Con una aceleración de 0 a 100 km/h de 3,4 segundos en el caso de la versión Mercedes-AMG E 63 S 4Matic y 3,5 en la delMercedes-AMG E 63 4Matic +, esta berlina se convierte en la primera que tan holgadamente baja de los 4 segundos —el Audi RS6 más potente, 3,7 segundos— e, incluso, rebaja una o dos décimas, según la versión, al ya rapidísimo Mercedes-AMG CLS 63 con el mismo 4.0 V8, pero en versión de 557 CV.

Entre las medidas que hacen especiales a los motores de estos Mercedes-AMG E 63 4Matic + está el AMG Cylinder Management, un sistema que, por primera vez, se utilizó en el Mercedes SLK 55 consiguiendo rebajar notablemente el consumo de un deportivo. En estos Clase E permite desconectar, con carga parcial y entre 1.000 y 3.250 rpm, cuatro de los ocho cilindros —los de las posiciones dos, tres, cinco y ocho— reduciendo el gasto de gasolina que queda en una media homologada de 8,9 l/100 km, el equivalente a 203 g/km de CO2. El AMG Cylinder Management funciona gracias al trabajo sobre las válvulas de admisión y escape, algo posible puesto que el V8 cuenta con el sistema Camtronic, capaz de regular la alzada de las válvulas, semejante al que tienen los motores de cuatro cilindros de Mercedes.
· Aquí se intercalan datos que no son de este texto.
PR #4859, opened 2025-12-18
Use PolymorphicArenaAllocator in the SOAParticle test

atmyers:
This expands the coverage to include the C++ version of the functionality.

The proposed changes:

### DIFF
--- a/Tests/Particles/SOAParticle/main.cpp
+++ b/Tests/Particles/SOAParticle/main.cpp
@@ -11,7 +11,7 @@
 
 using namespace amrex;
 
-template <typename T_PC,template<class> class Allocator=DefaultAllocator>
+template <typename T_PC,template<class> class Allocator=amrex::PolymorphicArenaAllocator>
 void addParticles ()
 {
     int is_per[AMREX_SPACEDIM];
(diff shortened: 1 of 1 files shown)


ax3l (approved):
Thank you! :)

Tests/Particles/SOAParticle/main.cpp
```diff
@@ -11,7 +11,7 @@
 
 using namespace amrex;
 
-template <typename T_PC,template<class> class Allocator=DefaultAllocator>
+template <typename T_PC,template<class> class Allocator=amrex::PolymorphicArenaAllocator>
```
ax3l, line 14: This looks like an unused template parameter to me...?
```suggestion
template <typename T_PC>
```

Tests/Particles/SOAParticle/main.cpp
```diff
@@ -37,6 +37,7 @@ void addParticles ()
     DistributionMapping dm(ba);
 
     T_PC pc(geom, dm, ba);
+    pc.SetArena(The_Arena());
```
ax3l, line 40: @atmyers what happens if someone changes the `addParticles<...>` template parameter to anything but `amrex::PolymorphicArenaAllocator` and tries to call `SetArena()`?

Just a test, but a bit funny.

AlexanderSinn: It does nothing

Una caja de nueve velocidades

La transmisión de tanto empuje proveniente de este V8 —el par que desarrollan estos motores merece mención aparte: 76,5 mkg en el caso de la variante menos potente, 86,7 en de la de mayor caballaje— se hace a través de una caja AMG Speedshift MCT de nueve velocidades, una caja de cambios semejante a la que usan los AMG GT y AMG GT S con doble embrague y que se combina con un embrague adicional, en seco, que trabaja en las arrancadas. Junto a la tracción total 4Matic, capaz de variar la distribución de modo totalmente variable entre los dos ejes —hasta ahora, se daba preeminencia al eje trasero— ese cambio es otro de los elementos esenciales para conseguir tiempos de respuesta tan rápidos. Una tracción administrada por un embrague electromecánico. Además, como ocurre en los AMG GT, mientras que el Mercedes-AMG E 63 4Matic + recurre a un diferencial de deslizamiento limitado en el eje trasero de tipo mecánico, en la versión Mercedes-AMG E 63 S 4Matic+ éste está regulado electrónicamente, de modo que su gestión puede realizar una variación del bloqueo en aceleración y retención, favoreciéndose el paso por curva.

En todo caso, el Mercedes-AMG E 63 S 4Matic+ cuenta con un modo especial de tracción, el Drift —derrape—, seleccionable a través de las levas del cambio y en el que el ESP queda desactivado totalmente —puede desconectarse en tres etapas— y toda la fuerza del motor llega a las ruedas traseras, de modo que se convierte en un coche puramente de propulsión.